Data for the task START

Issue #35, opened 2015-09-19
Support recursive tree output for --tasks


sandipchitale:
Something like:
```javascript
        function printTaskTree(tasks, taskKey, indent) {
		    var taskObject;
		    taskObject = tasks[taskKey];
		    if (taskObject) {
		        console.log(indent + (taskObject.name ? taskObject.name : taskKey));
		        if (taskObject.dep) {
		            taskObject.dep.forEach(function(name) {
		                printTaskTree(tasks, name, indent + '  ');
		            });
		        }
		    }
		}

        printTaskTree(gulp.tasks, 'default', '');
```

contra:
Send a PR?

phated:
This can be done in userland with the exposed `gulp.tree()` method.  Not likely to add this to the CLI

phated:
As per https://github.com/gulpjs/gulp-cli/pull/36#issuecomment-142103723, undertaker builds the recursive tree, it shouldn't be the responsibility of the `taskTree` method to do that.

phated:
The test has been updated to be less confusing in https://github.com/gulpjs/gulp-cli/commit/1c0da0d35a81ac1a0e0e4e3296026bd06cd43d12

PR #36, opened 2015-09-20
Reduce full tree

sandipchitale:
Pull request for implementation of:

https://github.com/gulpjs/gulp-cli/issues/35

### DIFF
--- a/lib/taskTree.js
+++ b/lib/taskTree.js
@@ -12,7 +12,7 @@ module.exports = function(tasks) {
     prev.nodes.push(node);
     return prev;
   }
-  
+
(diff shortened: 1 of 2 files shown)


phated:
It seems that the test for this has confused you.  The `treeTree` method just outputs a given task tree, it doesn't need to build the dependency tree.  The dependency tree is built and stored inside `undertaker` and does this recursive building already.  I will adjust this test so it is less confusing.

phated:
The test has been updated in https://github.com/gulpjs/gulp-cli/commit/1c0da0d35a81ac1a0e0e4e3296026bd06cd43d12

PR #47, opened 2015-12-18
register any function that is exported from a gulpfile

phated:
@thejameskyle As per gulpjs/gulp/issues/1305 - can you try this out?

@contra you good with this functionality being added?


thejameskyle:
Tried getting this working, and wasn't able to https://github.com/thejameskyle/__gulp-exports

Not sure if I'm missing something. I'm depending on this branch: https://github.com/thejameskyle/__gulp-exports/blob/master/package.json#L16

phated:
@thejameskyle I didn't add it for gulp 3.9 but maybe I could/should

thejameskyle:
It doesn't work for 4.0 either: https://github.com/thejameskyle/__gulp-exports/tree/4.0

phated:
@thejameskyle yeah, digging into it...npm doesn't seem to know how to dedupe github dependencies, so you end up with the gulp-cli#4.0 branch as a dependency of gulp, which is used instead of the gulp-cli you install as a dep

phated:
@thejameskyle deleting `node_modules/gulp/node_modules/gulp-cli` allows it to work

thejameskyle:
Ah yup, manually running `npm dedupe` works too. Thanks! This is awesome

contra:
Yeah this makes perfect sense

phated:
Was easy enough to backport too!  3.7 and up will support this if someone is using this CLI separately

PR #323, opened 2020-02-28
Fixed baselines in httpd_catalog_module

ndp-opendap:
Fixed baselines in httpd_catalog_module that were broken by changes on test.o.o.
Repaired bug in RemoteHttpResource.cc where empty header lines or incorrectly constructed
headers were causing exceptions to be thrown. This is not detected and the offending line is skipped.


ndp-opendap:
Tests passed, I need to merge this ASAP (because tests are broken without it) so that's what I am doing.

PR #324, opened 2020-03-04
Automated array value testing in dmr++ production.

ndp-opendap:
**Adding automated array value testing to `get_dmrpp`**

This adds a simple, optional value test to the testing phase of `get_dmrpp`. 

- The DMR is checked for arrays of Float32
- One is picked at random from the list (assumes there is one)
- Counts the dimensions of the array
- builds a dap2 constraint expression that asks for the origin corner [0][0]...
- Constructs BES command files using the constraint expression.
-  Utilizes `besstandalone` to run the commands and request the DAP2 data response from both
  - The source data file
  - The dmr++ file that was constructed upstream by the script
- The results are compared using `cmp`

**Rudimentary Timing:**
- Just build dmr++:   ~0.2 s
- Build and inventory check:  ~1.2 s
- Build and value check:  ~2.6 s
- Build, inventory check, value check:   ~4.0 s

**Needs:**
- The code only tries for a Float32 array. I believe to needs to be more flexible, trying (all of the?) other atomic numeric types if the first does not have a manifestation in the dataset
- It should not fail if no arrays are located.
- Alternately/Additionally we could make a command line switch to have the user pass in the type of array to utilize. 

**Questions:**
- Should it compute the approx. center of the array and ask for that value? Dan observed that the periphery of a lot of science data is fill values.
- Should it have an option take N random samples from the dataset and compare them?


jgallagher59701:
**Yes**: Alternately/Additionally we could make a command line switch to have the user pass in the type of array to utilize.

**Yes**: Should it compute the approx. center of the array and ask for that value? Dan observed that the periphery of a lot of science data is fill values.

**Maybe, I think you get not so much benefit from this, plus you have to take into account different sizes, etc.**: Should it have an option take N random samples from the dataset and compare them?

I'll look at the code next...

jgallagher59701:
I think it looks good. Merge!

PR #328, opened 2020-03-09
Ngap

ndp-opendap:
NGAP PI-20


jgallagher59701:
Merge

modules/dmrpp_module/CredentialsManager.cc
```diff
@@ -25,6 +25,7 @@
 
 #include "config.h"
 
+#include <stdlib.h>
```
jgallagher59701: #include <cstdlib>

jgallagher59701: `Use #include <cstdlib>`

ndp-opendap: done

Data for the task END

Set down the preceding data verbatim. Every line belongs in the copy.

Issue #35, opened 2015-09-19
Support recursive tree output for --tasks


sandipchitale:
Something like:
```javascript
        function printTaskTree(tasks, taskKey, indent) {
		    var taskObject;
		    taskObject = tasks[taskKey];
		    if (taskObject) {
		        console.log(indent + (taskObject.name ? taskObject.name : taskKey));
		        if (taskObject.dep) {
		            taskObject.dep.forEach(function(name) {
		                printTaskTree(tasks, name, indent + '  ');
		            });
		        }
		    }
		}

        printTaskTree(gulp.tasks, 'default', '');
```

contra:
Send a PR?

phated:
This can be done in userland with the exposed `gulp.tree()` method.  Not likely to add this to the CLI

phated:
As per https://github.com/gulpjs/gulp-cli/pull/36#issuecomment-142103723, undertaker builds the recursive tree, it shouldn't be the responsibility of the `taskTree` method to do that.

phated:
The test has been updated to be less confusing in https://github.com/gulpjs/gulp-cli/commit/1c0da0d35a81ac1a0e0e4e3296026bd06cd43d12

PR #36, opened 2015-09-20
Reduce full tree

sandipchitale:
Pull request for implementation of:

https://github.com/gulpjs/gulp-cli/issues/35

### DIFF
--- a/lib/taskTree.js
+++ b/lib/taskTree.js
@@ -12,7 +12,7 @@ module.exports = function(tasks) {
     prev.nodes.push(node);
     return prev;
   }
-  
+
(diff shortened: 1 of 2 files shown)


phated:
It seems that the test for this has confused you.  The `treeTree` method just outputs a given task tree, it doesn't need to build the dependency tree.  The dependency tree is built and stored inside `undertaker` and does this recursive building already.  I will adjust this test so it is less confusing.

phated:
The test has been updated in https://github.com/gulpjs/gulp-cli/commit/1c0da0d35a81ac1a0e0e4e3296026bd06cd43d12

PR #47, opened 2015-12-18
register any function that is exported from a gulpfile

phated:
@thejameskyle As per gulpjs/gulp/issues/1305 - can you try this out?

@contra you good with this functionality being added?


thejameskyle:
Tried getting this working, and wasn't able to https://github.com/thejameskyle/__gulp-exports

Not sure if I'm missing something. I'm depending on this branch: https://github.com/thejameskyle/__gulp-exports/blob/master/package.json#L16

phated:
@thejameskyle I didn't add it for gulp 3.9 but maybe I could/should

thejameskyle:
It doesn't work for 4.0 either: https://github.com/thejameskyle/__gulp-exports/tree/4.0

phated:
@thejameskyle yeah, digging into it...npm doesn't seem to know how to dedupe github dependencies, so you end up with the gulp-cli#4.0 branch as a dependency of gulp, which is used instead of the gulp-cli you install as a dep

phated:
@thejameskyle deleting `node_modules/gulp/node_modules/gulp-cli` allows it to work

thejameskyle:
Ah yup, manually running `npm dedupe` works too. Thanks! This is awesome

contra:
Yeah this makes perfect sense

phated:
Was easy enough to backport too!  3.7 and up will support this if someone is using this CLI separately

PR #323, opened 2020-02-28
Fixed baselines in httpd_catalog_module

ndp-opendap:
Fixed baselines in httpd_catalog_module that were broken by changes on test.o.o.
Repaired bug in RemoteHttpResource.cc where empty header lines or incorrectly constructed
headers were causing exceptions to be thrown. This is not detected and the offending line is skipped.


ndp-opendap:
Tests passed, I need to merge this ASAP (because tests are broken without it) so that's what I am doing.

PR #324, opened 2020-03-04
Automated array value testing in dmr++ production.

ndp-opendap:
**Adding automated array value testing to `get_dmrpp`**

This adds a simple, optional value test to the testing phase of `get_dmrpp`. 

- The DMR is checked for arrays of Float32
- One is picked at random from the list (assumes there is one)
- Counts the dimensions of the array
- builds a dap2 constraint expression that asks for the origin corner [0][0]...
- Constructs BES command files using the constraint expression.
-  Utilizes `besstandalone` to run the commands and request the DAP2 data response from both
  - The source data file
  - The dmr++ file that was constructed upstream by the script
- The results are compared using `cmp`

**Rudimentary Timing:**
- Just build dmr++:   ~0.2 s
- Build and inventory check:  ~1.2 s
- Build and value check:  ~2.6 s
- Build, inventory check, value check:   ~4.0 s

**Needs:**
- The code only tries for a Float32 array. I believe to needs to be more flexible, trying (all of the?) other atomic numeric types if the first does not have a manifestation in the dataset
- It should not fail if no arrays are located.
- Alternately/Additionally we could make a command line switch to have the user pass in the type of array to utilize. 

**Questions:**
- Should it compute the approx. center of the array and ask for that value? Dan observed that the periphery of a lot of science data is fill values.
- Should it have an option take N random samples from the dataset and compare them?


jgallagher59701:
**Yes**: Alternately/Additionally we could make a command line switch to have the user pass in the type of array to utilize.

**Yes**: Should it compute the approx. center of the array and ask for that value? Dan observed that the periphery of a lot of science data is fill values.

**Maybe, I think you get not so much benefit from this, plus you have to take into account different sizes, etc.**: Should it have an option take N random samples from the dataset and compare them?

I'll look at the code next...

jgallagher59701:
I think it looks good. Merge!

PR #328, opened 2020-03-09
Ngap

ndp-opendap:
NGAP PI-20


jgallagher59701:
Merge

modules/dmrpp_module/CredentialsManager.cc
```diff
@@ -25,6 +25,7 @@
 
 #include "config.h"
 
+#include <stdlib.h>
```
jgallagher59701: #include <cstdlib>

jgallagher59701: `Use #include <cstdlib>`

ndp-opendap: done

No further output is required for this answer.